Não pude deixar de pensar que a minha salada e o tema da conversa possuíam uma analogia que excedia bastante a mera coincidência – na verdade, para mim, a distância que desvia o João Moutinho de um verdadeiro jogador de futebol na sua posição no terreno e integrado numa equipa que tem de vencer mesmo a sério estará perto daquela que separa o tomate-cereja do tomate propriamente dito…

Não é só uma questão de tamanho (1,70m de altura e 60kg de peso) mas também – claro que os jogadores não se medem aos palmos. Abundam os exemplos de atletas baixotes que superam as suas limitações físicas e conseguem transformá-las em argumentos que desbaratam os adversários mais potentes.

Mas, acontece que Moutinho é realmente um jogador baixo e frágil. Mesmo quando era incensado pela imprensa desportiva (o que não aconteceu na última época) impressionava-me negativamente a facilidade com que pinchava em cabriolas no relvado mal um defesa se lhe encostava, as fitas histriónicas que faziam parecer cada falta corriqueira numa agressão mortal, o modo quase infantil como era emurchecido por uma marcação bem feita e o invariável sumiço que o acometia quando o Sporting mais precisava das suas tão apregoadas aptidões.

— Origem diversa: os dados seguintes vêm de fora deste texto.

Issue #182, opened 2024-07-31
Add time-elapsed feature for each stage (start/end)


cjqian:
This will be helpful for better lobby timeouts.

vivtsai:
We have timestamps for stage completed. I can add some for stage started.

cjqian:
It's a little bit of finagling, but we can infer stage started from the last stage completed, so this is very P2.

I'm going to take this and fix the lobby elapsed logic.

PR #250, opened 2024-09-25
Fix lobby countdown logic, add boot participant confirmation, and improve experiment creation redirect.

### LINKED ISSUE #248: Add verification step before "booting"

cjqian:
Fixes #248 #182

### DIFF
--- a/frontend/src/components/stages/transfer_view.ts
+++ b/frontend/src/components/stages/transfer_view.ts
@@ -6,11 +6,16 @@ import {customElement, property, state} from 'lit/decorators.js';
 
 import {core} from '../../core/core';
 import {AuthService} from '../../services/auth.service';
+import {ExperimentService} from '../../services/experiment.service';
 import {ParticipantService} from '../../services/participant.service';
 import {
+  getTimeElapsed,
   ParticipantStatus,
-  TransferStageConfig
+  TransferStageConfig,
+  getRgbColorInterpolation,
 } from '@deliberation-lab/utils';
+
+import {getCurrentStageStartTime} from '../../shared/participant.utils';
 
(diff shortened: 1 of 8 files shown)


frontend/src/components/stages/transfer_view.ts
```diff
@@ -48,36 +54,57 @@ export class TransferView extends MobxLitElement {
 
     return html`
       <stage-description .stage=${this.stage}></stage-description>
-      ${this.renderCountdown()}
-      ${this.renderOverlay()}
+
+      <div>
+        Please wait while we transfer you to the next stage of the experiment.
```
vivtsai, line 59: Does it make sense to not hardcode text here since experimenters can customize it via the stage description?

frontend/src/components/stages/transfer_view.ts
```diff
@@ -48,36 +54,57 @@ export class TransferView extends MobxLitElement {
...
+    const seconds = this.timeRemainingSeconds % 60;
+
+    const timeColor = getRgbColorInterpolation(
+      '#A8DAB5', // Green
+      '#FBA9D6', // Red
+      this.timeRemainingSeconds,
+      this.stage?.timeoutSeconds
+    );
+    return html` <div>
+      If the transfer cannot be completed, the experiment will end in:
```
vivtsai, line 92: We should only render this message if `this.stage.enableTimeout` is true. (Actually, we should probably not render a countdown at all if timeout is not enabled.)

cjqian: Makes sense, changed. (This was the case before, but we were checking on `countdownSeconds` which is set if `enableTimeout`).

vivtsai (approved):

Depois, Moutinho representa o pior da cultura sportingista: habituou-se a não ganhar coisa nenhuma, fez da derrota um modo de vida no futebol, familiarizou-se com a lógica dos queixumes incessantes, irrealistas e inconsequentes, contra as agruras da ordem natural das coisas e do futebol, adaptou-se e conviveu bem com o facto de ser um perdedor colocando sempre o ênfase da mudança que anualmente se fingia em causas externas em vez de se tentar corrigir por si.

Para além do mais, Moutinho teve uma última época miserável e falhou claramente como capitão. Recordo o modo arrogante como se abotoava à marcação de bolas paradas, quase sempre destinadas ao insucesso. Quanto a mim, o Sporting fez um excelente negócio, Moutinho também mas o meu clube não.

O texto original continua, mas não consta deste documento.